Thanks you guys for such nice posts.


----------



## PoodlePaws (May 28, 2013)

Poodlebeguiled said:


> What are puppy ears? Shorter and clipped around the border of the ear leather? Hmmm...The problem with Matisse's ears is the hair is quite thick so it's like looking at the edge of a 2x4 at the bottom. I think somehow that needs to be layered from the back side of it...the inside to the front or outside. Do you know what I mean? I wish a groomer would see this thread. On the other hand, I'd be really embarrassed. lol.


Yep. Let me see if I can find a pic for you.

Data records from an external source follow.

PR #3419, opened 2020-04-20
Back up Chunk[Boolean] by Chunk.BitChunks 

whysoserious:


core/shared/src/main/scala-2.11-2.12/ChunkBuilder.scala
```diff
@@ -79,28 +81,52 @@ private[zio] object ChunkBuilder {
...
-      Chunk.fromArray(arrayBuilder.result())
+    def clear(): Unit = {
+      bytes.clear()
+      maxBitIndex = 0
+    }
+    def result(): Chunk[SBoolean] = {
+      val chunk = Chunk.fromArray(bytes.toArray)
+      BitChunk(chunk, 0, maxBitIndex)
+    }
     override def ++=(as: TraversableOnce[SBoolean]): this.type = {
```
adamgfraser, line 116: I don't think this implementation is safe because we only know that it is safe to traverse `as` once but we are traversing it twice right now (once for `as.size` and once for `as.foreach`). We may just need to delegate to doing `+=` with each `Boolean` here. Unfortunately if we don't have the ability to traverse more than once there isn't a whole lot else we can do than process the elements one at a time unless we want to materialize them into their own collection which is kind of repeating the world of the `ChunkBuilder`.

core/shared/src/main/scala-2.11-2.12/ChunkBuilder.scala
```diff
@@ -79,28 +81,52 @@ private[zio] object ChunkBuilder {
    * values.
    */
   final class Boolean extends ChunkBuilder[SBoolean] { self =>
-    private val arrayBuilder: ArrayBuilder[SBoolean] = {
-      new ArrayBuilder.ofBoolean
+
+    private val bytes: ArrayBuffer[SByte] = ArrayBuffer()
```
adamgfraser, line 85: It looks like `ArrayBuffer` is not specialized so this will box primitive values. Can we instead use an `ArrayBuilder.ofByte` or even a `ChunkBuilder.Byte`? I think this would require maintaining a `var` with the last "unfinished" byte that we manipulate until we are done and add to the `ChunkBuilder` either when it is done or when `result` is called.

whysoserious:
👀

core/shared/src/main/scala-2.11-2.12/ChunkBuilder.scala
whysoserious: > 
> 
> It would also be good to add some tests here, for example that when we use the new `ChunkBuilder` to build a chunk from a list of random booleans and turn it back into a list that we get back the list unchanged.

It looks like we already have such test:
https://github.com/whysoserious/zio/blob/master/core-tests/shared/src/test/scala/zio/ChunkBuilderSpec.scala#L17-L23

Btw, that's great that we are using property based tests in the project. They already helped me to catch a few subtle bugs in my impl.

whysoserious:
It looks like we already have such test:
https://github.com/whysoserious/zio/blob/master/core-tests/shared/src/test/scala/zio/ChunkBuilderSpec.scala#L17-L23

Btw, that's great that we are using property based tests in the project. They already helped me to catch a few subtle bugs in my impl.

whysoserious:
>It would also be good to add some tests here, for example that when we use the new ChunkBuilder to build a chunk from a list of random booleans and turn it back into a list that we get back the list unchanged.

It looks like we already have such test:
https://github.com/whysoserious/zio/blob/master/core-tests/shared/src/test/scala/zio/ChunkBuilderSpec.scala#L17-L23

Btw, that's great that we are using property based tests in the project. They already helped me to catch a few subtle bugs in my impl.

adamgfraser:
Ah, good point.

whysoserious:
@adamgfraser  it's ready for re-review

adamgfraser:
Thanks for your work on this and congratulations on your first contribution to ZIO!

PR #4710, opened 2021-02-18
Implement ZIO#cachedWith

adamgfraser:
We've gotten several requests recently for a variant of `cached` that allows the caller to invalidate the cache before the `timeToLive` has expired.  This is potentially getting a little specialized but given user demand I think it makes sense to add and we can implement the current `cached` operator in terms of this one so it is not adding much new code.

### DIFF
--- a/core-tests/shared/src/test/scala/zio/ZIOSpec.scala
+++ b/core-tests/shared/src/test/scala/zio/ZIOSpec.scala
@@ -148,7 +148,7 @@ object ZIOSpec extends ZIOBaseSpec {
           d     <- cache
         } yield assert(a)(equalTo(b)) && assert(b)(not(equalTo(c))) && assert(c)(equalTo(d))
       },
-      testM("correctly handled an infinite duration time to live") {
+      testM("correctly handles an infinite duration time to live") {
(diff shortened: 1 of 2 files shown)


remiguittaut:
That's really great and a much awaited feature! Just a comment though, I'm not sure about the naming, it doesn't tell me if I don't know that this combinator gives me the possibility to invalidate. `cachedInvalidate` maybe?

adamgfraser:
@remiguittaut Yes, I wasn't sure about the name. Changed it based on your suggestion. Open to other ideas as well.

core-tests/shared/src/test/scala/zio/ZIOSpec.scala
```diff
@@ -159,6 +159,28 @@ object ZIOSpec extends ZIOBaseSpec {
         } yield assert((a, b, c))(equalTo((0, 0, 0)))
       }
     ),
+    suite("cachedWith")(
```
regiskuckaertz, line 162:
```suggestion
    suite("cachedInvalidate")(
```

jdegoes (approved):

Issue #4715, opened 2021-02-18
ZIO Mock: Mockable macro doesn't retain mock object body


ollyw:
When manually creating mocks it can be useful to put helper methods in the mock object which combine multiple expectations. When using the @mockable macro, the body is not retained. For example when compiling the following snippet, the body is lost, so someFooHelper can never be used:
```
          @mockable[Example.Service]
          object ExampleMock {
            val someFooHelper: Expectation[...] = ???
          }
         ExampleMock.someFooHelper // compiler error
```
It may be some explicit decision made to not include the body when using mockable, in which case fine. However, when using `@accessible`, the body is retained, so there is a certain amount of inconsistency. If it is not desirable to keep the body, perhaps the macro should abort to save other devs from some head scratching.

I'll put in an MR in case you think retaining the body is a good idea

ollyw:
This can be closed because #4716 is merged

adamgfraser:
@ollyw Thank you! 🙏

PR #4716, opened 2021-02-18
Retain object body when using @mockable (#4715)

ollyw:
Implementation of #4715


ollyw:
@jdegoes  The build on this MR was also stalled for a week for so, but is now successful

adamgfraser (approved):
Thank you! 🙏

Issue #4717, opened 2021-02-18
ZIO Mock: Services taking type parameters can't use the type in methods


ollyw:
When the service being mocked takes a type parameter and uses it in a method, the macro fails
```
object Example {
  trait Service[R] {
    def get: RIO[R, Unit]
  }
}

@mockable[Example.Service[Int]]
object ExampleMock
```
This would be pretty useful behaviour. I have some code that works for this and will try and prepare an MR if this behaviour is desired by others in ZIO

PR #4718, opened 2021-02-18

They are layered and short around the ear leather


----------



## PoodlePaws (May 28, 2013)

Missy


----------



## PoodlePaws (May 28, 2013)




----------



## cindyreef (Sep 28, 2012)

I think he looks gorgeous! Personally, I love his ears, the way they are cut off straight. I am going to cut some hair off of Dexter's next time. His are long now.


----------



## PoodlePaws (May 28, 2013)

YA know if he were mine with that head of hair and ears, I would cut his ears really short like Missy's. It would look like he didn't have ears!! And just a head with a fro. I like weird things like that haha!!


----------



## Poodlebeguiled (May 27, 2013)

Poodle paws...thanks. But I just couldn't. I am too conventional...my world is narrow and no ears would just not fit into the box. haha. But I'd think about layering it, maybe not from the outside...the side you see, but from the inside...sort of step it up so they might lie better. So the outside would look all one length but they might not stick out so much. lol. Or....maybe layering them so you see that variation like we do with our hair sometimes. But I have no idea _how_. It always looks sort of choppy no matter what I do. Oh grrrrrr! But thanks you guys for the nice comments and ideas. I'll be thinking on it.


----------



## Poodlebeguiled (May 27, 2013)

cindyreef said:


> I think he looks gorgeous! Personally, I love his ears, the way they are cut off straight. I am going to cut some hair off of Dexter's next time. His are long now.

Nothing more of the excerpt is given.